Return exactly the lines of the records below, starting at the line that contains "### 🔁 Steps to Reproduce" and ending at the line that contains "### 🤔 Expected Behavior", with both of those lines kept.

Dataset entries:
_ _ _ _ _ _ _

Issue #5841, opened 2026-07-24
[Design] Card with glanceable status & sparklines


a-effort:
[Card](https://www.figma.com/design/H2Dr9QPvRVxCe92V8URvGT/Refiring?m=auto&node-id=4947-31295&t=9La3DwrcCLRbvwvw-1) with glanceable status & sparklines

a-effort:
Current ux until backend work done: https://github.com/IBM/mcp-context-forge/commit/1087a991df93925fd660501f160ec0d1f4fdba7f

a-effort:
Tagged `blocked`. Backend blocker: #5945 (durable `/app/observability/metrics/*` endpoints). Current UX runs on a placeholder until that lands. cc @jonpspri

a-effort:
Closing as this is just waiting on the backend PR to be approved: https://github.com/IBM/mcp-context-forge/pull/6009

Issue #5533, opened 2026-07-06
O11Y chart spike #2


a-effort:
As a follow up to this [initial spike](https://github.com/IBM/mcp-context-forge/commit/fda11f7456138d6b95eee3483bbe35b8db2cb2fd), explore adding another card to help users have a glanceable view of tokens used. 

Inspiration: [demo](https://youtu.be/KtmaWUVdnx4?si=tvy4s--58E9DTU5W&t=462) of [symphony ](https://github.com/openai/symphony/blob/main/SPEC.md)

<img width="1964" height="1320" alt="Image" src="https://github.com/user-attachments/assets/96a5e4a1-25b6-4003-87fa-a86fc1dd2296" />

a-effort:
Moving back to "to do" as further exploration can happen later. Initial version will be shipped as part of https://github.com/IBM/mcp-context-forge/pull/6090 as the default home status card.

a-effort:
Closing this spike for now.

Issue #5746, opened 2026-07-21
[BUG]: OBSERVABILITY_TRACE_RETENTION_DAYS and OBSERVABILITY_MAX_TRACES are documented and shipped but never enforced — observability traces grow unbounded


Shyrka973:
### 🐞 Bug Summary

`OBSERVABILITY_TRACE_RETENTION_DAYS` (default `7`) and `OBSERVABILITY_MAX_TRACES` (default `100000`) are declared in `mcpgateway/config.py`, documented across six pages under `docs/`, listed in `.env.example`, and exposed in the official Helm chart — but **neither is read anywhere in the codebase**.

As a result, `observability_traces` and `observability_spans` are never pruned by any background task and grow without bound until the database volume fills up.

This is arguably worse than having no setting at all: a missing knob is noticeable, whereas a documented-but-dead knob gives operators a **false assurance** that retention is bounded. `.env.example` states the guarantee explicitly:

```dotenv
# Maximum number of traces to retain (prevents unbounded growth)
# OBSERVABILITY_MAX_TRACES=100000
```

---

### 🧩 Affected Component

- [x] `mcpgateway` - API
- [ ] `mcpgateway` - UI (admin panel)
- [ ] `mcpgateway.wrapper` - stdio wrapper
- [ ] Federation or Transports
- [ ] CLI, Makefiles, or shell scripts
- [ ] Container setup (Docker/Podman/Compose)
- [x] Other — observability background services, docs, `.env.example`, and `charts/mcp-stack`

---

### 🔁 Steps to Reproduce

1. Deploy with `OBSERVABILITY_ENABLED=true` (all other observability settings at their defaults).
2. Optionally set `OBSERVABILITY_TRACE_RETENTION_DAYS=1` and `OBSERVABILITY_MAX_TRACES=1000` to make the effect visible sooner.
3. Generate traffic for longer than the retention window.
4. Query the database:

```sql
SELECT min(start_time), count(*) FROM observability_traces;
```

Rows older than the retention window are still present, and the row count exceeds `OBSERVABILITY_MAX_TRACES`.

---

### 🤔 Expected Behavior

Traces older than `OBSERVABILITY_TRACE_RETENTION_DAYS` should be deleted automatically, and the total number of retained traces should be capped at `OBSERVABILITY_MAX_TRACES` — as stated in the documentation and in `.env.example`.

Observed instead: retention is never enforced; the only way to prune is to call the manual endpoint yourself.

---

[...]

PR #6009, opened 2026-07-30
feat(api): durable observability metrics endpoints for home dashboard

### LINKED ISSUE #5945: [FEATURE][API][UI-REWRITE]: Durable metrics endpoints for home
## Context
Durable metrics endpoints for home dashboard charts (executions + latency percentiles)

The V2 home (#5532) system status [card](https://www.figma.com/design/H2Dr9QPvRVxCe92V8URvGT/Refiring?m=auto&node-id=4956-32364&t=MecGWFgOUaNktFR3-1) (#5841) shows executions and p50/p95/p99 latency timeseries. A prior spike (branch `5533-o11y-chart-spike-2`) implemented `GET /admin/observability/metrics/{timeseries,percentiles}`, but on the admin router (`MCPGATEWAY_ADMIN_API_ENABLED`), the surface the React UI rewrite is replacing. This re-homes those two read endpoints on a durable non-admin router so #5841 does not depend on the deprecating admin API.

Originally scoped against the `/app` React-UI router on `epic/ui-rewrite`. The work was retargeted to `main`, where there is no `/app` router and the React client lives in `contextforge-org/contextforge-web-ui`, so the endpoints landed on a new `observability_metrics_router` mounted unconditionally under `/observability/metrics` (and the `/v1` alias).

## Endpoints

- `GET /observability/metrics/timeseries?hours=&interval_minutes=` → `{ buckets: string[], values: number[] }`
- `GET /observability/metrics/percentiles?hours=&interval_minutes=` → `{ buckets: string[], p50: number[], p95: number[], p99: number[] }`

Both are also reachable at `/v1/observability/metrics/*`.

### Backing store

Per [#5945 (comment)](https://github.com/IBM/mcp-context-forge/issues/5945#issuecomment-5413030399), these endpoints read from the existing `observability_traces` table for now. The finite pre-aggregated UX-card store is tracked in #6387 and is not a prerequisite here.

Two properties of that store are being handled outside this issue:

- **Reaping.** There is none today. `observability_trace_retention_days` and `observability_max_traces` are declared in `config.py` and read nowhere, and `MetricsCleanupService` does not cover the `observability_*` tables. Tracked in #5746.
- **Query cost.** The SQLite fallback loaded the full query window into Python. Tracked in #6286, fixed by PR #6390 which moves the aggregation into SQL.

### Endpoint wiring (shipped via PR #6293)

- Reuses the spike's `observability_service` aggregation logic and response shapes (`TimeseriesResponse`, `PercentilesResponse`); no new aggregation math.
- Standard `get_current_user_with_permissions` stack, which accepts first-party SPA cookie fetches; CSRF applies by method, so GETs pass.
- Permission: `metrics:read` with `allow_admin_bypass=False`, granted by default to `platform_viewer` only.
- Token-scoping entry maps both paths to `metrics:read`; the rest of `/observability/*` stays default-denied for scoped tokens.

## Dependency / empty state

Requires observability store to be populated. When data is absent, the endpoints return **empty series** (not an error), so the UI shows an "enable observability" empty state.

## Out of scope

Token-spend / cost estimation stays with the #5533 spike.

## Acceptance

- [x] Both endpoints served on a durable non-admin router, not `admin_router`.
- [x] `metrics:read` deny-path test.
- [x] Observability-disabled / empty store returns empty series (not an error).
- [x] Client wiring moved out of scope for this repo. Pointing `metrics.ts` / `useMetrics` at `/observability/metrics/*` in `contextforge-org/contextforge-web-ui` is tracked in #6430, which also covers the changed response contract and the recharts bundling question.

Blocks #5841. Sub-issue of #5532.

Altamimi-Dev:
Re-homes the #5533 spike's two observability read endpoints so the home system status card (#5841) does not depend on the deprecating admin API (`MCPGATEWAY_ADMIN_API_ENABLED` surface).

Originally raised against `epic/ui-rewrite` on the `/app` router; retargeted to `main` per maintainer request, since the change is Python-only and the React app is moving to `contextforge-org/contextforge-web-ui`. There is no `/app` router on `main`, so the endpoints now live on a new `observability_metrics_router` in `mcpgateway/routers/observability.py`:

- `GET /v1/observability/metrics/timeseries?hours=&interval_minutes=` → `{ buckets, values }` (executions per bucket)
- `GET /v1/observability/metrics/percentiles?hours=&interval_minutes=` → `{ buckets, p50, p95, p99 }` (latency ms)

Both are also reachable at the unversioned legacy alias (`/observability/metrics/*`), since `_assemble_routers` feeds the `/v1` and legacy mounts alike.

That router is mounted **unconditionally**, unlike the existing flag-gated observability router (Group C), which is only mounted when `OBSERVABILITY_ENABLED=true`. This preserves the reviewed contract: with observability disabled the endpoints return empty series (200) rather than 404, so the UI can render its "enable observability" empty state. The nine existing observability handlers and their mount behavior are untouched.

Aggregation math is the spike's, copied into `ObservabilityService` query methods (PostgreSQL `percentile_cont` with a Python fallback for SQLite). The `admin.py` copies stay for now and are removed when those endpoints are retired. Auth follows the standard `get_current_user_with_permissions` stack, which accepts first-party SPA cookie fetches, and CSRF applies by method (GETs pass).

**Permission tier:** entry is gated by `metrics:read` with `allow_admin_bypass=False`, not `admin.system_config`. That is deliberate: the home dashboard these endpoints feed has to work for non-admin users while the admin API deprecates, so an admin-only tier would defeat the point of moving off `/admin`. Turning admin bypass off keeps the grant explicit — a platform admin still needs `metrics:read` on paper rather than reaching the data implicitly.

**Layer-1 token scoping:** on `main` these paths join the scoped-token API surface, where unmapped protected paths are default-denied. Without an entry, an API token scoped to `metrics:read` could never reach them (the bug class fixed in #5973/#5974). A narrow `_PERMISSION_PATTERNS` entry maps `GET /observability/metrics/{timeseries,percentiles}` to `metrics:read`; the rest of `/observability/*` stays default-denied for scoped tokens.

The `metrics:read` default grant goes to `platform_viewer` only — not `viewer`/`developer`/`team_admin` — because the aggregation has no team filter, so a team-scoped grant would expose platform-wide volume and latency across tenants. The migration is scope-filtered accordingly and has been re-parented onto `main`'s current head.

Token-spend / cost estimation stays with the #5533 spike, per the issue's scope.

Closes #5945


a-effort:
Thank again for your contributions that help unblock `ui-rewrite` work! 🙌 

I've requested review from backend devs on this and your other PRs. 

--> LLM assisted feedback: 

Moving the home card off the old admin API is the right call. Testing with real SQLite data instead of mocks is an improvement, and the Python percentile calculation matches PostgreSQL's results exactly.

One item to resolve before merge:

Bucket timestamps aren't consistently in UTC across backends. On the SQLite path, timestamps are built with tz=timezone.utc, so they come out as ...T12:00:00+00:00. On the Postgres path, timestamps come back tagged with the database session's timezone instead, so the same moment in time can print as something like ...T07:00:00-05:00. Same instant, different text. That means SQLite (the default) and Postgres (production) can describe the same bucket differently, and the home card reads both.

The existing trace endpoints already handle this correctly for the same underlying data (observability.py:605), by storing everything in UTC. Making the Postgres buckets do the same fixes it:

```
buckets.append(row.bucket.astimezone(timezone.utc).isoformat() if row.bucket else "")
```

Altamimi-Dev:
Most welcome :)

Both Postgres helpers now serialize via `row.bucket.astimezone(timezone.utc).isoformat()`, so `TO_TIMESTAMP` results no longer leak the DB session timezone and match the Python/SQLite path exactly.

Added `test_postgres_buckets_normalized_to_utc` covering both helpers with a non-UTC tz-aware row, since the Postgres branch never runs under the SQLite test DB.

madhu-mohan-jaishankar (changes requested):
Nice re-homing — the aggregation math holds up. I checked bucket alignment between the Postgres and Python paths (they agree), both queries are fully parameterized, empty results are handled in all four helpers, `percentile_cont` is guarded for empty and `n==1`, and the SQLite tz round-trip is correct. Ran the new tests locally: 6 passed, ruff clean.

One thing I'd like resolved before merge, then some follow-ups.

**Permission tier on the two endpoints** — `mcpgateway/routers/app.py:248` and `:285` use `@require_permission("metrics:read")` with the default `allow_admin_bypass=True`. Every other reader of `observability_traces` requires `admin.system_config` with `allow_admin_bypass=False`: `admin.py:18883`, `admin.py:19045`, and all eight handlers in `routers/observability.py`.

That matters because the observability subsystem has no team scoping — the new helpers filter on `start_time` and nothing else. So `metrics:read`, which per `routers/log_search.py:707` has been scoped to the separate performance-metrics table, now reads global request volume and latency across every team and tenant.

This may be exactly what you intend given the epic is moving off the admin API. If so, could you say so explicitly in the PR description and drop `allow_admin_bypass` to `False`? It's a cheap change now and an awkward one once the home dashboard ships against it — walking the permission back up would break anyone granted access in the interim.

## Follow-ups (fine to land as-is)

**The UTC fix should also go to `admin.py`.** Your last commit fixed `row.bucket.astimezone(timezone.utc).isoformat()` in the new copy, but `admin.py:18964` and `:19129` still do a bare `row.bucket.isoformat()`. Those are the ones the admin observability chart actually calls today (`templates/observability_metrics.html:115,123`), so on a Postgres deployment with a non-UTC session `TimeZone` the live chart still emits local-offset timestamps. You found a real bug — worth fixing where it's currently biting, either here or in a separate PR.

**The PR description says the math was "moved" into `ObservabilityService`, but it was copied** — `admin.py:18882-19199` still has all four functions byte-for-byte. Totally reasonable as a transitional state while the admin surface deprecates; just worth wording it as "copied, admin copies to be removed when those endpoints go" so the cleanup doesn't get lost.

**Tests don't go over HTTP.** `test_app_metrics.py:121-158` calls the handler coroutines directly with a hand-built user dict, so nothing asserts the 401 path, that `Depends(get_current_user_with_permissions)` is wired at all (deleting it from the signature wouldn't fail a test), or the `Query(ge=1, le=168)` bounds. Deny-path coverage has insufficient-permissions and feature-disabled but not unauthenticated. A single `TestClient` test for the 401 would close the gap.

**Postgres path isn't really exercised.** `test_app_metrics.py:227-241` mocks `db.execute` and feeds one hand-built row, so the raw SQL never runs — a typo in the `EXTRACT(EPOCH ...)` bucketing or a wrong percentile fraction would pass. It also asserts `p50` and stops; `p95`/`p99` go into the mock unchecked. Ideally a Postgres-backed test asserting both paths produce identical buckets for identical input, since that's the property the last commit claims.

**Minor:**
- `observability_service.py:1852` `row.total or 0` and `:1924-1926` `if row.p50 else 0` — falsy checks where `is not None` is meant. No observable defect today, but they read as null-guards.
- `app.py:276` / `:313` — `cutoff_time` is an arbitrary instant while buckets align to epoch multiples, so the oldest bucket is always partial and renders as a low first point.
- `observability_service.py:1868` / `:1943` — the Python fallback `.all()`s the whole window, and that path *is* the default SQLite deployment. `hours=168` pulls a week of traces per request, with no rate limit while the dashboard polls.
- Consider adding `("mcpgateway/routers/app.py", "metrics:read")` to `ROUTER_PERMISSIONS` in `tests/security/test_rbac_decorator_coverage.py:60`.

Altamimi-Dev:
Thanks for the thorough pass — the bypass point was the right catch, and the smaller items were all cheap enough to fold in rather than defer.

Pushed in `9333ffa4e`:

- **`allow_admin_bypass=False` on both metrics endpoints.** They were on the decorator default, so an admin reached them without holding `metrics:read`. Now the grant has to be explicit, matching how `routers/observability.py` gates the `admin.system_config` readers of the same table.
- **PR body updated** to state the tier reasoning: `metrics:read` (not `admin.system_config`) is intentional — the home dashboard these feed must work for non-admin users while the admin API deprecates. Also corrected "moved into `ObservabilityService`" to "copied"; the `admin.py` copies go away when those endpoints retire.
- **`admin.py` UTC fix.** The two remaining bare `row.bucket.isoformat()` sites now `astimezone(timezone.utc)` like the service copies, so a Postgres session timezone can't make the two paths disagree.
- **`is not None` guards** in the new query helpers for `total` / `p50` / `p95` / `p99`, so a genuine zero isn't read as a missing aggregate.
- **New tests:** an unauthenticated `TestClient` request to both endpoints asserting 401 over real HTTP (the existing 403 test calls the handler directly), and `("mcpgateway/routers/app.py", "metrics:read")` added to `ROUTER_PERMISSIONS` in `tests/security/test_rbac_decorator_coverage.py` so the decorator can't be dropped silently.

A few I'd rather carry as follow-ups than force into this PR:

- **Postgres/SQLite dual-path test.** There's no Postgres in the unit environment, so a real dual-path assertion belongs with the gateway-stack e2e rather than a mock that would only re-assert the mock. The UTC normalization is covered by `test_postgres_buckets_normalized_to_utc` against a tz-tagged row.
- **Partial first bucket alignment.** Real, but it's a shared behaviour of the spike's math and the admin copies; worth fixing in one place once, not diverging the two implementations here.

_ _ _ _ _ _ _

> ANSWER TO THIS TASK:
### 🔁 Steps to Reproduce

1. Deploy with `OBSERVABILITY_ENABLED=true` (all other observability settings at their defaults).
2. Optionally set `OBSERVABILITY_TRACE_RETENTION_DAYS=1` and `OBSERVABILITY_MAX_TRACES=1000` to make the effect visible sooner.
3. Generate traffic for longer than the retention window.
4. Query the database:

```sql
SELECT min(start_time), count(*) FROM observability_traces;
```

Rows older than the retention window are still present, and the row count exceeds `OBSERVABILITY_MAX_TRACES`.

---

### 🤔 Expected Behavior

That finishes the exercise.